Monday, August 12, 2013

Yes, Virginia, you do have a culture

A lot of bloggers have been blogging today about the perception some  people have that America doesn't have a culture of its own. Instead of echoing all the wonderful things that have already been said, I'd like to explore this idea a bit and think about why it is that people think this way.

The first thing to be clear on is the definition of culture that you're working with. Some people mean things like going to opera, eating fine food, or reading intellectual books when they speak of "culture." Others use the term keeping things like dressing styles, jewelry, music, and other art forms in mind. Even with either of these mindsets, it is fairly clear that Americans do, indeed, have a culture (or a few cultures!) and that any statement to the contrary is metaphorical and intended to judge the quality of American culture, which is of course a subjective measurement. In this case, it is good to look at who's doing the talking. Is it an American who actively rejects components of American culture? Is it someone of another culture who views their culture as superior? It is more likely than not that you cannot have an intellectual discussion on culture with either of these people, as their minds are already made up; to them I say To each their own and go on about my merry way.

A very broad definition of culture used by anthropologists is "that complex whole which includes knowledge, belief, art, morals, law, custom, and any other capabilities and habits acquired by man as a member of society." This is the definition that I will be using throughout this entry, with the caveats that culture is not monolithic - there is always local and individual variance - and that cultures are continually changing.

For those people who are not using the term "culture" as a subjective measure of how refined, advanced, colorful, or traditional a culture is, many may still not think that the United States has a culture -- or that they, particularly, do not have a culture -- because they are constantly surrounded by their culture and just see it as normal. Derek Sivers once wrote an essay on this, using the metaphor "A fish doesn't know what water is." We land-dwellers know that water is an important part of a fish's environment, but the fish doesn't know anything else until he's caught! This is particularly true for White American culture, which is so pervasive in media and the world around us that it doesn't seem there is anything "cultural" about it. In fact, it is often seen as the 'norm' and anything that deviates from that 'norm' is considered 'cultural' or 'ethnic.' Let's look at food as an example. Hamburgers, French fries, spaghetti, meat loaf, chicken and dumplings, turkey and dressing, pizza are all seen as 'regular' or 'normal' food. You will find them in most any diner or cafe, and on nearly every children's menu, regardless of cuisine in the United States. Do we ever really think about the fact that hamburgers are named after Hamburg, that spaghetti is Italian? I had to Google to find the origin of meatloaf (likely also German). These are not "ethnic" foods to Americans even though they have origins outside of the country. They have blended into our cultural landscape in ways that things like empanadas, pho, samosas, kimchi, and even oxtail soup and collard greens have not.

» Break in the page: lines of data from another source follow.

PR #176, opened 2016-12-14
[ET-372]: WIP Rename delivery package to automate - **Do not merge**

PrajaktaPurohit:
**Do not merge**

### DIFF
--- a/PRODUCT_MATRIX.md
+++ b/PRODUCT_MATRIX.md
@@ -10,7 +10,7 @@
 | Chef Server HA Provisioning for AWS | chef-server-ha-provisioning |
 | Chef Development Kit | chefdk |
 | Chef Compliance | compliance |
-| Delivery | delivery |
+| Chef Automate | delivery |
 | Chef Server High Availability addon | ha |
 | Harmony - Omnibus Integration Internal Test Project | harmony |
 | InSpec | inspec |
--- a/lib/mixlib/install/product.rb
+++ b/lib/mixlib/install/product.rb
@@ -193,9 +193,33 @@ PRODUCT_MATRIX = Mixlib::Install::ProductMatrix.new do
 
   product "automate" do
     product_name "Chef Automate"
-    package_name "delivery"
-    ctl_command "delivery-ctl"
-    config_file "/etc/delivery/delivery.rb"
+    package_name do |v|
+    #TODO: Change the version to the promoted release version of automate package
+      v < version_for("8.0.0") ? "delivery" : "automate"
+    end
+    ctl_command do |v|
+    #TODO: Find the version of Chef Automate when the delivery-ctl
+    #      command was aliased to automate-ctl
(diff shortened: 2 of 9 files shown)


schisamo:
@wrightp When you are back tomorrow please give @PrajaktaPurohit some feedback on the direction she is taking on these changes?

lib/mixlib/install/product.rb
```diff
@@ -255,10 +279,34 @@ def lookup(key, version = :latest)
...
+    install_path do |v|
+      if v < version_for("9.0.0")
+      #TODO: Once we change the paths of the config files for automate,
+      #      update the following path to /opt/automate
+        "/opt/delivery"
+      else
+        "/opt/delivery"
+      end
+    end
   end
```
schisamo: We can probably completely kill the `delivery` product entry now. Keeping it around will probably just cause confusion. If a consumer of mixlib-install via something like chef-ingredient uses the old naming they can just update the their use of the `delivery` product key to `automate`.

lib/mixlib/install/product.rb
```diff
@@ -193,9 +193,33 @@ def lookup(key, version = :latest)
 
   product "automate" do
     product_name "Chef Automate"
-    package_name "delivery"
-    ctl_command "delivery-ctl"
-    config_file "/etc/delivery/delivery.rb"
+    package_name do |v|
+    #TODO: Change the version to the promoted release version of automate package
+      v < version_for("8.0.0") ? "delivery" : "automate"
```
PrajaktaPurohit: these versions will be determined once we have an actual release of automate. (the assumption here is that, thatversion will be greator that any of the delivery versions relesed so far)
for now: 8.0.0 is the first version of automate to be released
4.4.4 is the version of delivery where automate-ctl was enabled

schisamo:
Related Omnitruck PR: https://github.com/chef/omnitruck/pull/203

PRODUCT_MATRIX.md
```diff
@@ -10,7 +10,7 @@
 | Chef Server HA Provisioning for AWS | chef-server-ha-provisioning |
 | Chef Development Kit | chefdk |
 | Chef Compliance | compliance |
-| Delivery | delivery |
+| Chef Automate | delivery |
```
wrightp: We should take a hard stance on this. The naming of `delivery` should just be known as `automate` from here on out. Update the key to be `automate.`

lib/mixlib/install/product.rb
```diff
@@ -193,9 +193,33 @@ def lookup(key, version = :latest)
 
   product "automate" do
```
wrightp: Treat the `automate` and `delivery` products as separate entities. No backwards compat logic for which product name they specify. That will remove the copy/paste issue here and logic that is needed here like the ctl name change will be more clear.

wrightp:
Closing PR in favor of #177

This inability to see the culture that surrounds us, that has 'simmered down' into Americana after twelve to fifteen generations in this country, becomes even greater in conjunction with the "us vs. them" narrative that pervades American culture from our children's games of Cowboys and Indians to our history lessons on Manifest Destiny and even orientalist portrayals of "faraway lands" in movies such as Aladdin and the Indiana Jones films. Movies such as Avatar, The Last Samurai, and Dances With Wolves take a relatable white character and plop him down in the midst of the Other and the story arc is always the same: struggle with the other culture's Exotic Ways, become tolerant enough to learn some of their ways, and in the end save the people who due to their Exotic Ways, were unable to save themselves. Eat Pray Love does a similar thing; I really do not like books and movies of this genre because they further the narrative that the only way you can "find yourself" is by going to some far-off destination where people are simpler or more spiritual than yourself and your rotten culture. A spiritual life is found where you look for it; you don't have to jet halfway around the world to find a god or supreme power that is supposed to be everywhere at once.

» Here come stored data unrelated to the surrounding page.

PR #179, opened 2017-01-31
[JEX-395] Temporary solution for returning windows desktop artifacts

wrightp:
Since we don't have testers for windows 7, 8, 8.1 or 10 we need to create these as existing artifacts on the fly. We use the same windows msi for all platforms based on architecture.

The desktop version being created dynamically will use the download url for the associated server version. See https://docs.chef.io/platforms.html for details as to why I custom map versions.

Once client SKU testers exist we can remove all this code. It's not very elegant but gets the job done for the time being.

@schisamo @sersut @TrevorBramble @chef/engineering-services 


lib/mixlib/install/backend/base.rb
```diff
@@ -195,6 +221,26 @@ def normalize_architecture(architecture)
...
+        #
+        def map_custom_windows_desktop_versions(desktop_version)
+          unless SUPPORTED_WINDOWS_DESKTOP_VERSIONS.include?(desktop_version)
+            raise UnsupportedVersion, "Unsupported Windows desktop version `#{desktop_version}`. Supported versions: #{SUPPORTED_WINDOWS_DESKTOP_VERSIONS.join(", ")}."
+          end
+
+          server_version = Util.map_windows_desktop_version(desktop_version)
+
+          # Windows desktop 10 officially maps to server 2016.
+          # However, we don't build server 2016 at this time, so we default to 2012r2
```
schisamo: It's actually that we don't _test_ on 2016 at this time so this comment should read:

> However, we don't test on server 2016 at this time, so we default to 2012r2

schisamo: I also updated this PRs description to refer to _testers_ as opposed to _builders_.

spec/unit/mixlib/install/backend/package_router_spec.rb
```diff
@@ -445,4 +445,45 @@
...
+      expect(windows_artifacts.find { |a| a.platform_version == "8.1" }.url).to include "2012r2"
+      expect(windows_artifacts.find { |a| a.platform_version == "10" }.url).to include "2012r2"
+    end
+
+    it "maps architecture to correct filename" do
+      expect(windows_artifacts.find { |a| a.platform_version == "7" && a.architecture == "i386" }.url).to include "-x86"
+      # chefdk doesn't provide 64 bit windows builds
+      expect(windows_artifacts.find { |a| a.platform_version == "7" && a.architecture == "x86_64" }).to be nil
+    end
+  end
```
schisamo: Do we need to add test coverage for `inspec` and `push-jobs-client`?

lib/mixlib/install/backend/base.rb
```diff
@@ -143,6 +152,23 @@ def windows_artifact_fixup!(artifacts)
...
 
+          # Grab windows artifact for each architecture so we don't have to manipulate
+          # the architecture extension in the filename of the url which changes based on product.
+          # Don't want to deal with that!
+          artifact_64 = artifacts.find { |a| a.platform == "windows" && a.architecture == "x86_64" }
+          artifact_32 = artifacts.find { |a| a.platform == "windows" && a.architecture == "i386" }
+
+          SUPPORTED_WINDOWS_DESKTOP_VERSIONS.each do |dv|
+            [artifact_64, artifact_32].each do |artifact|
+              next if artifact.nil?
```
TrevorBramble: You can skip the guard clause if you toss the nils first.
```ruby
[artifact_64, artifact_32].compact.each do |artifact|
```

wrightp:
another hashicorp related error in acceptance. looking into it.

wrightp:
hashie 3.5.0 is the culprit. Works with 3.5.1 which was released shortly after. Whenever travis decides to pick up the latest gem it will work. Don't let this failure stop this merge.

lib/mixlib/install/backend/base.rb
```diff
@@ -195,6 +224,43 @@ def normalize_architecture(architecture)
...
+
+          SUPPORTED_WINDOWS_DESKTOP_VERSIONS.each do |dv|
+            options[:platform_version] = dv
+            options[:url] = base_artifact.url.gsub("\/#{base_artifact.platform_version}\/", "\/#{map_custom_windows_desktop_versions(dv)}\/")
+
+            cloned_artifacts << base_artifact.clone_with(options)
+          end
+
+          cloned_artifacts
+        end
```
TrevorBramble: Fwiw you could always use `Enumerable.each_with_object` for your accumulators, like:
```ruby
        def clone_windows_desktop_artifacts(base_artifact, options = {})
          SUPPORTED_WINDOWS_DESKTOP_VERSIONS.each_with_object([]) do |dv, cloned_artifacts|
            options[:platform_version] = dv
            options[:url] = base_artifact.url.gsub("\/#{base_artifact.platform_version}\/", "\/#{map_custom_windows_desktop_versions(dv)}\/")

            cloned_artifacts << base_artifact.clone_with(options)
          end
        end
```
...though I prefer collect (map) instead as it's simpler and more directly suggests the activity, I think. =^)
```ruby
        def clone_windows_desktop_artifacts(base_artifact, options = {})
          SUPPORTED_WINDOWS_DESKTOP_VERSIONS.collect do |dv|
            options[:platform_version] = dv
            options[:url] = base_artifact.url.gsub("\/#{base_artifact.platform_version}\/", "\/#{map_custom_windows_desktop_versions(dv)}\/")

            base_artifact.clone_with(options)
          end
        end
```

wrightp: I prefer collect as well. Thanks for snapping me out of the each pattern.

PR #182, opened 2017-02-02
Force ASCII encoding for variables.

rhass:
In some situations the strings for various variables are UTF-8 encoded. This causes issues when ruby reads the variables and the strings contain UTF-8 escape sequences and is unable to match strings as needed.


wrightp:
Actually, yeah I bet we could add one. Let me see what I can do.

The truth is that there is nothing truly exotic. Everything is normal if you are used to it. There is nothing magical or special about a siesta if everyone's taking one and that's just what you do. A sari is everyday wear for many women in India and does not imbue anyone with spirituality in the mere act of wearing it. And the shorts and tank top you are wearing right now may seem exotic in the eyes of someone who has never worn such a thing! Shorts and tank tops are very much part of American culture, as are saying please and thank you, taking food to bereaved families, and flipping the bird as a sign of disrespect. If you get a pop culture reference, if you say "Bless you" without thinking when someone sneezes, if you understand why your niece's Sweet Sixteen is a Big Deal and you shouldn't just skip it to play Xbox, if you have ever had a moment of nostalgia about a certain song, toy, movie, or game from your childhood, you can thank American culture for that.

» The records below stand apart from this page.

PR #184, opened 2017-02-23
dynamically resolve platform version compat mode

wrightp:
This PR piggy backs off of platform-options-fix.

There are 3 use cases to consider:
1 - Implementations where platform options and are not configured, and compat mode is defaulted.
2 - Implementations where platform options are set, but compat mode is defaulted.
3 - Implementations where compat mode is set to true.
Use Cases 2 and 3 will be unaffected by this change.
Use Case 1 will be affected in that where results used to return an empty array may now return compatible artifacts, which I would argue is desired behavior. However, this is a change to the existing API.

### DIFF
--- a/lib/mixlib/install/options.rb
+++ b/lib/mixlib/install/options.rb
@@ -66,9 +66,17 @@ module Mixlib
         @options = options
         @errors = []
 
+        resolve_platform_version_compatibility_mode!
+
         map_windows_desktop_versions! if for_windows?
 
         validate!
+      end
+
+      SUPPORTED_OPTIONS.each do |option|
+        define_method option do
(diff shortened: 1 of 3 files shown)


lib/mixlib/install/options.rb
```diff
@@ -118,6 +120,29 @@ def set_platform_info(info)
         validate_options!
       end
 
+      def get_platform_info
```
schisamo: We should drop the `get_*` in the method name.

wrightp:
@schisamo @scotthain After reviewing this change do you guys think it's worth changing at all?

schisamo:
@wrightp I do, we just need to ensure we communicate the potentially breaking change nature of the api update with a major version bump.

And finally, if you're still not sure that there is culture in America, just Google "buzzfeed" and your city or state's name. Likely you will come up with a handy list of some of the greatest parts of your local culture, such as this one for the Rio Grande Valley, or the Bay Area, or New England, or even this one for Catholic school. You're already trained to see culture in faraway places; it's only when you can see it in the place you are from as well that you can really communicate interculturally without ideas of what is 'normal' and 'exotic' or value judgments getting in the way.

This blog post is part of a carnival on "not having a culture." You can read others' posts on the same topic at:
Americans Don't Have a Culture at Authentic Journeys
Really? Yoopers Have No Culture - The West Has Culture at AttachedMoms
Swiss Have No Culture at Cyn's Adventure in India
Southern Americans Have No Culture at American Punjaban PI

(And if you are wondering how I have finished this whole post and said nothing about Virginia, read the cultural reference behind the title at the Newseum site.)


  1. Nice post. You are right, there most certainly *is* a culture in the US, one which varies distinctly by region and as you pointed out has been richly informed by the immigrants who populate this nation. And the mashing and melding and transformation of these many cultures have resulted in many social norms that make up the distinct American culture.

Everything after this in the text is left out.